Why I won't work for Microsoft
Several years ago while still working for Novell, I considered going to work for Microsoft in Europe. (Had I waited long enough, I could have worked for Microsoft while still at Novell, but that's another story, albeit one that is paying off well for Novell.) I thought I could help the company figure out open source and navigate the thorny issues that prevent it from embracing open source.
I gave up on that quixotic quest, and in retrospect it was the right decision. Sam Ramji, Bill Hilf, and others are doing a far better job of nudging Microsoft toward open source than I would have. But the bigger reason is that Microsoft has placed an apparently insurmountable hurdle in its path to fully engaging the open-source community, and to my ability to fully support its embrace of open source:
(Credit:
CNET News.com)
Patents.
It's unclear to me why Microsoft refuses to back off this issue. It stands alone in its dogmatic insistence on fouling the open-source downstream.
Microsoft's solo crusade against open source through patents baffles me. It also prevents me from working for them or with them. I'm not alone in this.
I suspect that had Microsoft gone public with its patent crusade before it did deals with Zend, SugarCRM, MySQL, JBoss, etc., it might have netted fewer of these deals, too, because it pollutes the open-source partnerships it touches. It makes everything look like a patent pledge, rather than the interoperability agreements that these companies signed up to complete.
Notice how few open-source partnerships it has announced since its declaration that Linux violates its patents? It signs with also-ran Linux desktop vendors and skittish Asian OEMs, but not with the mainstream open-source startups that are taking open source into the enterprise. It used to sign these partners. Not anymore.
Why, Microsoft? Why not act like every other software company in the industry today and engage open source on fair and equal terms? Why not stop this silly attempt to box open source in rather than letting it help you build your business?
We're to the point that many commercial open-source companies are making it acceptable to integrate proprietary and open-source licensing into their business models. This means you can, too, without giving up your proprietary revenue stream. So why not engage?
All it takes is a softening of your stance on patent infringement. You'd give up nothing. You'd gain much.

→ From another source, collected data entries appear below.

Issue #1695, opened 2026-08-27
1.28.0: egress vend keys on username/email while consent writes the OIDC sub, so all bearer clients get an empty tools/list


anjosluc:
## Summary

`1.28.0` changed the egress **consent-write** path to key the per-user token vault on the canonical OIDC `sub` (#1491), but the **vend-read** path still resolves to the username/email for bearer callers. The two halves therefore disagree, and every per-user egress server returns an empty `tools/list` to IDE clients (Cursor, Claude) after upgrading from `1.27.1`.

On `1.27.1` both sides resolved to the email, so they agreed and egress worked. The fix corrected one side only, which converts a consistent scheme into a divergent one — it presents as a regression introduced by the fix.

## Impact

- Every `egress_auth_mode: oauth_user` server returns `EMPTY tools/list` for bearer/IDE clients.
- Reconnecting never helps: consent faithfully rewrites the OIDC-sub bucket, which nothing reads.
- Ingress auth is unaffected and looks healthy (`Token validation successful`, `Access granted`), so it does not resemble an auth failure.
- No log line is emitted on the miss — `get_valid_token` returns `None` silently on a store miss, and neither the `non-per-user auth_method` nor the `vend REFUSED` branch fires.

IdP: Keycloak. Deployment: separate `auth-server` and `registry` containers, image `1.28.0`.

## Evidence

Consent writes the OIDC-sub bucket (verified directly in the vault):

```
oauth2 / d1135345-…-992406af3a7f / custom / /trino-dev   status=active  updated=12:31:34Z
```

26 seconds later the same server misses:

```
mcp_proxy: egress server=trino-dev/mcp has no token; returning EMPTY tools/list
```

Replaying the store lookup in-process shows the data is findable and which key shape fails:

```
auth_method=oauth2    server_path=/trino-dev   -> HIT   (status=active)
auth_method=oauth2    server_path=trino-dev    -> MISS
auth_method=keycloak  server_path=/trino-dev   -> MISS
```

Writing a copy of the same token under the **email** key made the tools appear immediately, confirming the vend resolves to the email:

```
oauth2 / <user>@<domain> / custom / /trino-dev    -> tools/list now populated
```

The confirmed OIDC `sub` in Keycloak for that user is `d1135345-…`, i.e. identical to the bucket consent wrote — so this is not an identity mismatch, it is a resolution fallback.

## Mechanism

`auth_server/internal_request_token.py` stamps the claim but tolerates an empty value:

[...]

PR #1709, opened 2026-08-31
fix(egress): stop resolving the egress vault id across identifier namespaces

go-faustino:
A user completes the browser consent for a per-user egress MCP server, the consent succeeds, and then every per-user egress server returns an empty `tools/list` to their IDE client. Nothing is logged. The vend simply returns no token and the caller sees zero tools, so there is no signal anywhere pointing at the cause.

The cause is that two code paths resolve the per-user egress vault key through different identifier namespaces, so one human ends up with two parallel vault identities. The consent-write path resolves the OIDC `sub`. The vend path, when the caller is a gateway-minted self-signed token that carries no `egress_user` claim, falls through to that token's `sub` — which is the login username by construction, and on Keycloak the login username is the user's email address. The token is written to one bucket and read from another, and the miss is indistinguishable from "never consented".

This is issue #1695. That issue was closed as completed with no linked fix; a maintainer may well have closed it alongside related work, but the code on `main` still exhibits the problem, which is what this change addresses.

This builds on two already-merged PRs rather than reverting either of them. #1491 established that the vault keys on the OIDC `sub` across both consent and vend. #1530 established that the `egress_user` claim is only trusted from a `self_signed` token this gateway minted itself, so an external issuer cannot inject a vault key. Both are correct and both are preserved here — the trust gate from #1530 is untouched. The remaining gap is what happens when the gate applies but the claim is absent: resolution kept walking down a chain whose remaining entries are, for that specific token type, the login username.

## The resolution chain

Before, in `_canonical_egress_user`:

```
egress_user (self_signed only) -> data.sub -> data.subject -> sub -> username -> ""
```

After:

```
self_signed:      egress_user -> ""
everything else:  data.sub -> data.subject -> sub -> username -> ""
```

The second line is byte-for-byte what it was. Only the `self_signed` case changes, and only when the claim is missing. A correctly minted self-signed token still resolves to its `egress_user`, and non-OIDC callers with only a `username` still key on the username exactly as documented.

The vend in `registry/api/egress_auth_routes.py` changes from

```python
sub = claims.get("egress_user") or claims.get("sub") or ""
```

to reading only `egress_user`, and then, after the existing per-user check, refusing an empty value with a warning that names the server and the reason.

## On the non-per-user `sub` fallback

The fallback is gone entirely rather than retained for non-per-user callers. Reading the surrounding code, `sub` is only ever consumed on per-user branches: the very next check returns `consent_required=True` for any caller whose `auth_method` is not per-user, before `sub` is used for anything. A non-per-user fallback would therefore be dead code that only invites a future reader to reintroduce the namespace crossing.

## Deliberate behaviour change

Tokens minted before the `egress_user` claim existed will now be refused instead of silently keyed on the wrong bucket. This is intentional. Those tokens have a short TTL — the UI states 8 hours — so the blast radius is bounded to one token lifetime after upgrade, and the next mint carries the claim, which makes the condition self-healing. Crucially, the refusal is now visible: it logs a warning naming the server, where previously the same situation produced an empty tool list and complete silence. Trading one bounded token lifetime of visible, self-correcting refusals for the removal of a silent permanent misroute is the better failure mode, so this does not add a configuration flag to opt out.

## What this does not change

`registry/api/egress_auth_routes.py` around line 173, in `_resolve_target_principal`, has a third instance of the same pattern: `user_context.get("egress_user") or user_context.get("username") or ""`. It is left alone deliberately. That line is on the PAT submission and consent principal path, not the vend, and it resolves against a session-derived `user_context` rather than an mcp-proxy token, so the reasoning about which namespace the remaining candidate belongs to is different and needs its own analysis. Changing it speculatively risks breaking PAT flows for a defect that has not been demonstrated there. It is worth a follow-up on its own.

## Tests

`tests/auth_server/unit/test_egress_mint.py` gains five cases in the existing `TestCanonicalEgressUserPaths` suite: a self-signed token with no `egress_user` but a username-shaped `data.sub` must resolve to `""`; the same with `data.subject`, top-level `sub` and `username` present, since none of those is an OIDC sub on that token type either; a regression guard that a self-signed token with a valid `egress_user` still resolves to it; a regression guard that non-self-signed OIDC callers still resolve through `data.sub` and `data.subject`; and a regression guard that a non-OIDC caller with only a `username` still keys on the username.

`tests/unit/egress_auth/test_internal_egress_token_route.py` gains a case asserting that a per-user caller with no `egress_user` claim gets `consent_required=True` with no token, no service call, and a warning naming the server, using `caplog`.

The shared `_claims()` helper in `test_internal_egress_token_route.py` and `test_pat_vend.py` now includes `egress_user` alongside `sub`, so those fixtures reflect the shape of a token the current auth-server actually mints. Those suites test upstream binding, path normalisation and PAT vending, not the removed fallback, and all their assertions are unchanged.

Counts from a local run with the repository's pytest:

- `tests/auth_server/unit/test_egress_mint.py` plus `tests/unit/egress_auth/`: 307 passed before, 313 passed after.
- Three of the six new cases fail against the unmodified source and pass with it; the other three are regression guards that pass in both states, which is their purpose.
- Full run of `tests/auth_server/` and `tests/unit/`: 7344 passed, 1 failed, 8 skipped. The single failure is `tests/unit/audit/test_routes.py::TestAdminOnlyAccess::test_rejects_non_admin_users`, a Hypothesis `DeadlineExceeded` flake (the test took 5008 ms against a 200 ms deadline, reported as `FlakyFailure` after it did not reproduce on the retry). It is unrelated to this change, touches no egress code, and passes on its own both with and without these edits.

`docs/egress-credential-vault.md` is updated to record both fail-closed points in the section describing the canonical `user_id`.


go-faustino:
Field evidence that this is still worth merging, and that the failure mode it prevents is now considerably worse than when it was written.

We hit this on a production-adjacent deployment running **1.30.0**, and both halves of the namespace crossing described above are still present on that tag: the auth-server's `_canonical_egress_user` still walks the fallback chain past `egress_user`, and the registry's vend still does

```python
sub = claims.get("egress_user") or claims.get("sub") or ""
```

so the two-bucket split reproduces exactly as described. Our Keycloak login username is the user's email, so the consent write lands in the OIDC-`sub` bucket and the vend reads the email bucket. Closing #1695 did not fix it.

## 1.30.0 destination binding makes this permanent instead of silent

The PR description argues the deliberate behaviour change is acceptable because the exposure is bounded to one ~8h token lifetime and self-heals on the next mint. That argument holds, but the *counterfactual* has changed, and strongly in this PR's favour.

1.30.0 added destination binding: `get_valid_token` refuses a credential whose `bound_upstreams` does not cover the server's registered upstream. A credential written before 1.30.0 has no such field, so it deserialises to an empty list and is refused permanently, regardless of `status`.

Compose that with the two-bucket split and you get a state that a user **cannot** recover from through the UI:

1. The bucket the vend reads holds a stale pre-1.30.0 credential: `active`, empty bound set, permanently refused.
2. The user disconnects and reconnects in Connected Accounts. That writes a correctly-bound credential — into the *other* bucket.
3. The vend still reads the first bucket. Still refused. Still zero tools.

We verified this end to end: a full disconnect/reconnect cycle does not fix it, and it is not provider-specific — we reproduced it on two unrelated per-user egress servers. So on 1.30.0 the defect this PR fixes is no longer "silent zero tools until the token rotates". It is a **permanent outage that survives the only remediation a user has available**, because re-consent operates on a bucket that is never read.

That inverts the risk comparison in the "Deliberate behaviour change" section. Refusing pre-`egress_user` tokens for one bounded, visible, self-healing token lifetime is clearly the better failure mode than what 1.30.0 currently does, and destination binding removes the "it self-heals eventually" escape hatch that made the status quo tolerable.

## Why the `bound_upstreams` fix alone is not sufficient

Worth noting for anyone triaging these together: healing the binding does **not** substitute for this PR. Re-consent produces a correctly-bound credential every time — it just deposits it in the wrong bucket. As long as the write and the read resolve through different identifier namespaces, no amount of binding correctness is reachable by the vend. Fixing the namespace crossing is the load-bearing change; the binding behaviour merely converts the symptom from silent to permanent.

We are carrying a CronJob that mirrors credentials across both buckets as a stopgap, and we have just had to teach it that an empty `bound_upstreams` means "dead, replace me" rather than "already working, skip" — otherwise it refuses to overwrite the stale copy and the outage persists indefinitely. That is a lot of machinery to work around one fallback chain, and it retires entirely if this merges.

Happy to test a rebase of this branch against current `main` on our deployment and report back, if that is useful for getting it reviewed.

go-faustino:
CI is red on this head (`3caa6ee7`), but the failure is not from this change.

`Test (Python 3.14)` reports `1 failed, 8448 passed, 57 skipped`. The single failure is:

```
FAILED tests/unit/core/test_telemetry.py::TestLockAcquisition::test_acquire_lock_file_based_always_succeeds - assert False is True
```

Every other check passes, including `Auth Server Tests (Python 3.14)` — the job that covers `_canonical_egress_user`. This branch touches `auth_server/server.py`, `registry/api/egress_auth_routes.py`, `docs/egress-credential-vault.md` and three egress test files; nothing under `registry/core/telemetry.py` or its tests.

The test is order-dependent on shared CI state. It patches only `registry.core.telemetry.settings`, and `_acquire_telemetry_lock` never branches on `storage_backend` — it goes straight to `get_documentdb_client()`. The two sibling tests in the same class mock that client; this one does not, so it issues a real `find_one_and_update` against the CI MongoDB service container. With `upsert=False` and a 60s staleness window, that returns a document only when `_id: "telemetry_config"` already exists *and* `last_startup_sent_at` is absent, null, or older than the cutoff — which depends on what the other xdist workers did to the shared database first. The assertion is an unconditional `is True`, so the outcome is a race.

That also explains why it is usually green: with no reachable MongoDB the call raises and the `except` branch returns `True`. Run the test on its own and it passes (0.3s locally, no mongod listening). #1766, based on the same `main` commit `d22270f1`, had this exact job pass.

I do not have rerun rights here. I am happy to either push a content-identical amend to trigger a fresh run, or open a separate PR that mocks `get_documentdb_client` in that test (or seeds the document / uses `upsert=True`), if you would rather see the flake fixed first.

For the record on this branch: it is rebased onto `d22270f1`, single commit, no merge commits, and currently mergeable.

registry/api/egress_auth_routes.py
```diff
@@ -688,6 +692,20 @@ async def vend_egress_token(
         logger.info("egress vend: non-per-user auth_method %r -> consent", auth_method)
         return EgressTokenResponse(consent_required=True)
 
+    # A per-user principal with no resolved vault id: refuse rather than guess.
+    # Reachable for tokens minted before the ``egress_user`` claim existed; those
+    # expire within one short token TTL, and the next mint carries the claim, so
+    # this is self-healing. Log it -- the previous cross-namespace fallback made
+    # this failure completely invisible.
+    if not sub:
```
omrishiv: I think this needs to move below the egress_mode=obo block

registry/api/egress_auth_routes.py
```diff
@@ -677,9 +677,13 @@ async def vend_egress_token(
...
-    # when an IdP omits preferred_username from access tokens, e.g. Entra). Fall
-    # back to ``sub`` for tokens minted before this claim existed.
-    sub = claims.get("egress_user") or claims.get("sub") or ""
+    # when an IdP omits preferred_username from access tokens, e.g. Entra). There
+    # is deliberately NO fallback to ``sub``: the mcp-proxy token's ``sub`` is the
+    # login username, a different identifier namespace from the OIDC sub the
+    # consent path wrote, so falling back would key the vault on a second identity
+    # for the same human (silent miss, 0 tools). A per-user caller without the
+    # claim fails closed and is logged below.
+    sub = claims.get("egress_user") or ""
```
omrishiv, line 686: dropping `sub` here means auth0, github, google won't have access to the egress_user. we may need to update these providers a proper mapping

omrishiv (changes requested):
Hi @go-faustino, thank you for the PR. I think this might introduce an issue with some of the providers as written. Please take a look

registry/api/egress_auth_routes.py
go-faustino: Good catch, thanks. The guard ran before the mode was known, so it refused `obo_exchange` too, and that mode never touches the vault. Fixed in 3cbd8064.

Matt Asay brings a decade of in-the-trenches open-source business and legal experience to The Open Road, with an emphasis on emerging open-source business strategies and opportunities. Matt is vice president of business development at Alfresco, a company that develops open-source software for content management. He is a member of the CNET Blog Network and is not an employee of CNET. Disclosure. You can follow Matt on Twitter @mjasay. 





I worked at Microsof, in the WinSE team, and its nothing out of this world. I dont know why you make such a big thing and explain why you dont work for them... let me ask you something, why do you work in your actual job?
at the end, even open-source helps some people make a living on services or support. so i'm not just putting that hat on.
***elbow's Matt in the ribs twice and laughs***
Microsoft has a better business model- they can do without Open Source and guys like Asay, and production oriented users reap the benefits.
Then why is MS in decline and OSS on the rise?
Why is OSS gaining in the business world more every quarter?
MS can't live without OSS, that is why they made all of these pacts and are slowing moving towards open source.
Microsofts business model worked when it could keep its victims ignorant.
I don't know what's so hard for people to accept about this. A person/company puts a ton of hard work into something. Then they want enough time to develop the market so they can be paid. When they are paid, they then pay their employee and give them stock options. The employees in turn spend the money in their respective local economys. Some of them leave and start new companies that in turn do the same thing, if they are lucky. Guess what? Everyone wins especially the general public. If you've been to Seattle you can see the effects of this very obviously.
Is this hard to understand? The entire open source revenues equate to about a popcorn fart in the wind relative to Apple/MS.
Meanwhile the amount of "inovation" coming out of the open source community amounts to copying 8 yo designs of Windows so I guess it is innovative too!
MS is a "big, successful company" because of its lack of ethics and a dumb move on the part of IBM.
MS has created absolutely nothing new in its history. They are not a software company, but a marketing company.
In the mean time, in another article, he praises the Mac; the most closed and proprietary computer on the market.
Besides, OSX is light years ahead of Windows in terms of useful features, use of use, stability and security. It is also built on OSS.
Open Source programs never work right (until the "next" version), and the nerds who create the stuff don't believe in documentation. Microsoft has a better business model- they can do without Open Source and guys like Asay, and production oriented users reap the benefits.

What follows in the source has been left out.